Positive growth in financial services according to report
The financial service sector has seen a boom in business volumes and profits according to a recent survey which has reported a dramatic rebound in the last three months.
However the pace of growth has been slower than expected due to an unexpected increase in employment, resulting in rising staff costs.
According to the latest CBI/PwC Financial Services Survey, profit growth has been driven by a further widening in spreads and an increase in income from fees, commissions and premiums.
In the survey 48% of businesses reported an increase in business volume with only 17% stating a fall.
Moreover, all customer categories of business volume grew, with industrial and commercial showing an increase of 20%, financial institutions growing by 12%, private individuals by 16% and overseas customers by 8%.
Of the 96 firms taking part in the survey, 34% reported a rise in profits with just 15% reporting a dip in numbers.
The figures shown in the survey appear to be positive across the board with income from fees, commission or income rising by 18% and 35% of firms reporting a rise in employment.
Financial Services sector employment is thought to have increased by 2,000 in the three months to March and is expected to increase again next quarter, by 2,000, according to the correlation of the CBI’s survey data with the ONS.
Matthew Fell, CBI Director for Competitive Markets, said:“This has been a strong quarter for the financial services sector, with robust growth in business volumes, an increase in profitability and upbeat investment intentions.
“Concerns over the lack of availability of professional staff have eased since January and overall employment rose unexpectedly this quarter.
“But recent problems in Cyprus risk reigniting concerns about Eurozone stability.
“At the same time, regulation and compliance are still likely to be significant drags on business throughout this year.”
Concerns about the level of demand has dropped as a factor likely to limit the level of business over the year ahead, with just 64% of respondents citing it as a concern compaired with 90% last quarter.
The report suggests that the positive figures represented in this most recent survey are expected to continue to rise.
39% of firms reported that they expect business volumes to increase next quarter while just 12% expect them to fall.
However, regulation and compliance costs are likely to remain a drag on business.
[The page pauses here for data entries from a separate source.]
PR #159, opened 2018-12-17
Add answer transform to question jexl

sliverc:
This allows is_required and is_hidden to be dependen on answers of other questions.

### DIFF
--- a/caluma/form/schema.py
+++ b/caluma/form/schema.py
@@ -10,7 +10,14 @@ from ..core.types import DjangoObjectType, Node
 
 
 class QuestionJexl(graphene.String):
-    """Question jexl represents a jexl expression returning boolean."""
+    """Question jexl expression returning boolean.
+
+    Following transform can be used:
+    * answer - access answer of document by question slug
+
+    Example:
+    'question-slug'|answer
+    """
 
     pass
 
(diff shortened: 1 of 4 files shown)


caluma/form/schema.py
```diff
@@ -10,7 +10,14 @@
 
 
 class QuestionJexl(graphene.String):
-    """Question jexl represents a jexl expression returning boolean."""
+    """Question jexl expression returning boolean.
+
+    Following transform can be used:
+    * answer - access answer of document by question slug
+
+    Example:
```
winged: I feel all the JEXL stuff should be documented somewhere as well (ie. where can I use jexl, what transforms/data do I have available, etc).

caluma/form/validators.py
```diff
@@ -81,7 +81,7 @@ def validate(self, *, form, answers, **kwargs):
         answer_by_question = {answer.question.slug: answer.value for answer in answers}
```
winged: The way this is written, you only get access to the answers currently being validated. Is this what you want? Or wouldn't it be better to have all questions of the form available (and only look them up from the QS when needed)?

Obviously this would require some overloading, so you get the "new" answer if available, etc..

sliverc: all answers always get validated when whole document gets validated (reason it could be that configuration of a question has changed after a answer has already given but before document is being completed). Hence what you are describing is already the case.

caluma/form/schema.py
sliverc: I have added a small section on the README.

Small note though: Docstrings like this will actually be automatically extracted into a GraphQL schema documentation which is referenced how to open it on the README already.

sliverc:
@winged 
Ready for review again.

Regulatory compliance is expected to be an increasing burden in the coming year, with 23% of respondents suggesting that it may limit the level of business.
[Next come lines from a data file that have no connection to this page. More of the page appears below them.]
Issue #163, opened 2018-12-27
Add GraphQL example for supported workflow patterns


sliverc:
Depends on #162

PR #164, opened 2018-12-27
Implement workflow pattern distribution by offer

sliverc:
See [wrp13](http://www.workflowpatterns.com/patterns/resource/push/wrp13.php)

* addressGroups jexl on task defines at design time what groups given task
  will be offered to
* addressedGroups on work item defines what groups may process work items
* assignedUsers defines who actually works on work item

Part of documentation is added into structures which already exist. Extended example documentation will follow with #163


caluma/workflow/jexl.py
```diff
@@ -6,6 +6,12 @@
 from ..core.jexl import ExtractTransformSubjectAnalyzer
 
 
+class GroupJexl(JEXL):
+    def __init__(self, **kwargs):
+        super().__init__(**kwargs)
+        self.add_transform("groups", lambda spec: spec)
```
winged: This transform doesn't really do anything.. is this correct? Or shouldn't it actually *do* something? (I see that some other transforms do the same, but still..

caluma/workflow/models.py
```diff
@@ -104,7 +106,18 @@ class WorkItem(UUIDModel):
         Task, on_delete=models.DO_NOTHING, related_name="work_items"
     )
     status = models.CharField(choices=STATUS_CHOICE_TUPLE, max_length=50, db_index=True)
-    meta = JSONField(default={})
+    meta = JSONField(default=dict)
+
+    addressed_groups = ArrayField(models.CharField(max_length=150), default=list)
+    """
+    Offer work item to be processed by a group of users, such are not committed to process
```
winged: Wouldn't it make sense to use the `help` field parameter instead for this?

winged: Also, what does "committed" mean here? If I give an item to a group of people, the word "required" would probably be a better match.

caluma/form/schema.py
```diff
@@ -15,8 +15,10 @@ class QuestionJexl(graphene.String):
     Following transform can be used:
     * answer - access answer of document by question slug
 
-    Example:
-    'question-slug'|answer
+    Examples:
+    'answer' == 'question-slug'|answer
+    'answer' in 'list-question-slug'|answer
```
winged: Shouldn't the second line be the plural transform?

caluma/workflow/jexl.py
winged: On another note regarding "task" vs "tasks" (plural) transforms below: I'd suggest validating the input to be an actual list in the plural transform variant(s). Otherwise you (or the user) will get a nasty surprise if the plural-form is used on a singular input (or vice versa)

caluma/form/schema.py
sliverc: there is no plural transform in this jexl.

caluma/workflow/jexl.py
sliverc: Those transforms are used as markers. This way a jexl expression can be analyzed and groups resp. tasks extracted without knowing the input data.

The input type of a transform should be validated I agree. I will add this to the respective validator.

caluma/workflow/models.py
sliverc: Good point with help attribute. I will change this.

required would mean someone has to take care of such work items. But this is not the case it is simply saying whether a user of a group wants to take care. If they want to they can ignore this offer. Hence used address.

caluma/workflow/jexl.py
sliverc: Added additional validation for transform subject types.

caluma/workflow/models.py
sliverc: move comment to `help_text`. Now it is even visible in GraphQL documentation schema :+1:

sliverc:
@winged All conversations are addressed and PR ready for review again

61% of respondents thought they would need to increase their regulatory spend over the coming year.
The firms also stated plans to launch more new products and services in the coming year in order to drive new business growth.
Investment intentions for the next twelve months were particularly strong for IT which increased by 36% and marketing which rose by 25%.
Investment expenditure plans also improved sharply for land & buildings and plant & machinery, with expenditure in both categories now expected to be little changed over the next year.